Yes, the Aztec pozolli recipe called for corn and the chopped up bodies of prisoners whose hearts had been torn out in ritual sacrifice.
After the Spanish arrived in the Americas in the 1500s, they banned cannibalism, and pork became the meat most often used in posole.
Cohen said that apparently pork was the meat of choice because "it tasted most similar to human flesh."
"Most people are not aware of the history, but I think it makes the dish even more interesting. This is a soup with quite a story."
As acclaimed chef Rick Bayless wrote in 1987 in his classic "Authentic Mexican: Regional Cooking from the Heart of Mexico," posole remains "really something special, a beautiful one-bowl meal to serve when a crowd comes."
The soup has evolved into more than a holiday meal. It's become an everyday, hearty breakfast, lunch or dinner. Though not as popular as other Mexican flag bearers, such as tacos and and enchiladas, it's gaining ground quickly.
"We have people who eat it every day, summer or winter," Cohen said. "It's a dish that is quickly coming into its own."
Details: 7114 E. Stetson Drive, Scottsdale. 480-656-4197, barrioqueen.com.
Posole Rojo
Servings: 8.
12 to 15 dried red chile pods
Hot water (to cover chiles)
2 medium white onions, roughly chopped
10 to 12 garlic cloves, roughly minced
1/2 cup chopped fresh cilantro, including stems, plus more for garnish
Salt and pepper
2 teaspoons ground cumin
1 teaspoon Mexican oregano
1 teaspoon adobo seasoning (a Mexican spice blend; may substitute additional cumin)
3 pounds boneless pork loin
2 tablespoons olive or corn oil
2 cans (about 15 ounces each) chicken broth
1 can (about 15 ounces) hominy, drained and rinsed in fresh water
Heat oven to 375 degrees.
Break off and discard stems of chiles, shaking out as many seeds as possible. Combine chiles in a bowl with enough hot water to cover. Soak 30 minutes, turning occasionally. Remove chiles, reserving soaking liquid.
Put chiles in blender with onions, garlic, cilantro and 1 to 2 teaspoons salt. Puree mixture, adding reserved soaking liquid as needed to make a smooth puree. Add cumin, oregano and adobo seasoning and briefly puree again.
Season all sides of the pork roast generously with salt and pepper. In a Dutch oven over medium-high, heat oil and brown all sides of the roast, using tongs to turn. Add 1 can chicken broth, stirring to scrape the brown bits from the bottom of the pan. (For even hotter sauce, use the chile-soaking liquid instead of chicken broth.) Pour sauce from blender over pork, and add enough of the second can of chicken broth to nearly cover roast.

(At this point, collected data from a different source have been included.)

PR #1118, opened 2020-01-21
feat(storybook): breaking out sections in storybook

jeffchew:
### Related Ticket(s)

No related issues

### Description

This is a slight modification to Storybook where we can break out our stories into sections. I think it will be easier to navigate through the patterns now that we're thinking about the hierarchy of these patterns and separating them out as such in Storybook (sections vs blocks vs sub-patterns).

### Changelog

**Changed**

- Adding separators/sections in Patterns storybook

Cover pot, place in oven and reduce oven temperature to 325 degrees.
Turn roast once or twice. Remove pot after 21/2 to 3 hours. (Roast can be prepared to this point 1 to 2 days in advance and kept covered in the refrigerator.)
Add hominy, adjust consistency with more chicken broth if necessary, and heat in oven for an additional 30 minutes.

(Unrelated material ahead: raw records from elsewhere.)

PR #1134, opened 2020-01-22
feat(patterns): patterns package re-org

jeffchew:
### Related Ticket(s)

#1135 

### Description

This is a massive re-organization of the patterns, which breaks it down into `sections`, `blocks`, and `sub-patterns`. Another **VERY** major change is that patterns are now merged into the same package as `react`. Patterns will remain in the `patterns` subfolder, but will be in the same `src` folder as `components`. 

Patterns in general have been also separated into the corresponding subfolders to match their new categorizations. The following components have also been re-classified as `sub-patterns`:

- ButtonGroup
- CardLink
- ContentGroup
- Layout
- TableOfContents

### Changelog

**Changed**

- Major folder/pattern/architectural changes

**Removed**

- `patterns-react` package


mkothur:
Reviewing...

photodow:
> Deploy preview created for package "React (experimental)":
> https://ibmdotcom-react-experimental.s3.us-south.cloud-object-storage.appdomain.cloud/deploy-previews/1134/index.html
> 
> Built with commit: b49b3a1131fbe1b6b57682adf1ac3605585a8d32

Just a thought here...

We could reduce confusion on what URL to visit when it comes to experimental if we just turn all flags on for `ibmdotcom-react` and either bucket all experimentals into their own bucket or add something like (experimental) in the name.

Remove roast to plate. Meat should be tender enough to shred. Pour sauce and hominy around roast. Top with fresh cilantro if desired.
Approximate values per serving: 406 calories, 22 g fat, 85 mg cholesterol, 34 g protein, 18 g carbohydrates, 3 g fiber, 988 mg sodium, 49 percent calories from fat.
From The Arizona Republic
Preparing the corn
Canned and dried hominy are available, but for the best flavor buy authentic posole corn at a Hispanic market and follow these preparation steps:
- Cover dried corn with water and soak overnight. Drain and rinse well.

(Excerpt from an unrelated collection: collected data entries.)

Issue #993, opened 2020-01-10
Footer SSR breaks


sanjitbauli:
## Detailed description

```
TypeError: Cannot read property 'querySelectorAll' of undefined
    at altlangs (/Users/sanjitbauli/workspace/urx-nxt/node_modules/@carbon/ibmdotcom-utilities/lib/utilities/altlangs/altlangs.js:28:48)
    at sortList (/Users/sanjitbauli/workspace/urx-nxt/node_modules/@carbon/ibmdotcom-react/lib/components/LocaleModal/LocaleModal.js:157:54)
    at LocaleModal (/Users/sanjitbauli/workspace/urx-nxt/node_modules/@carbon/ibmdotcom-react/lib/components/LocaleModal/LocaleModal.js:216:17)
    at processChild (/Users/sanjitbauli/workspace/urx-nxt/node_modules/react-dom/cjs/react-dom-server.node.development.js:3090:14)
```
> Its a bug 
> issue?

> The problem is with the footer component
>  The expected behavior is, the footer should render without any errors.

> happening in all browsers

> What version of the IBM.com Library are you using?

    "@carbon/ibmdotcom-react": "^1.2.1",
    "@carbon/ibmdotcom-services": "^1.2.1",
    "carbon-components": "^10.9.0",
    "carbon-components-react": "^7.9.0",

> What offering/product do you work on? Any pressing ship or release dates we
URX

When i am using the component only for the Front end, then the dds proxy returns 404
<img width="1036" alt="Screenshot 2020-01-10 at 4 51 39 PM" src="https://user-images.githubusercontent.com/272230/72149572-7dc92a00-33c9-11ea-86f0-c0460d4aa9aa.png">

<img width="1162" alt="Screenshot 2020-01-10 at 4 52 15 PM" src="https://user-images.githubusercontent.com/272230/72149620-92a5bd80-33c9-11ea-8a92-ebe2b8cdaa57.png">

photodow:
Feel free to correct me, but this looks like it's a translation issue, and not an issue with any of our components?

In the example given it appears as if `inen` doesn't show up. `404`
https://1.www.s81c.com/common/js/dynamicnav/www/countrylist/jsononly/inen-utf8.json

But if you use `usen` it doesn't give a `404`, and works as expected?
https://1.www.s81c.com/common/js/dynamicnav/www/countrylist/jsononly/usen-utf8.json

Am I way off base with that?

[...]

PR #1181, opened 2020-01-24
fix(footer): render locale modal on client side when button is clicked

annawen1:
### Related Ticket(s)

- Bring 2 quarts water to a boil for every pound of corn. Stir in 1 tablespoon calcium hydroxide, also called slaked lime.
- Add the corn and adjust heat to maintain a simmer. Expect the corn to turn bright yellow. Cook 15 minutes, then cover and set aside for 1 hour.
- Drain and rinse kernels repeatedly, rubbing the corn between your fingers to remove the papery outer skin. Rinse until the corn is white again and no longer feels slippery.
- This step is time consuming, but it allows the corn to open like a flower: Pinch off the tough, dark germ at the base of each kernel.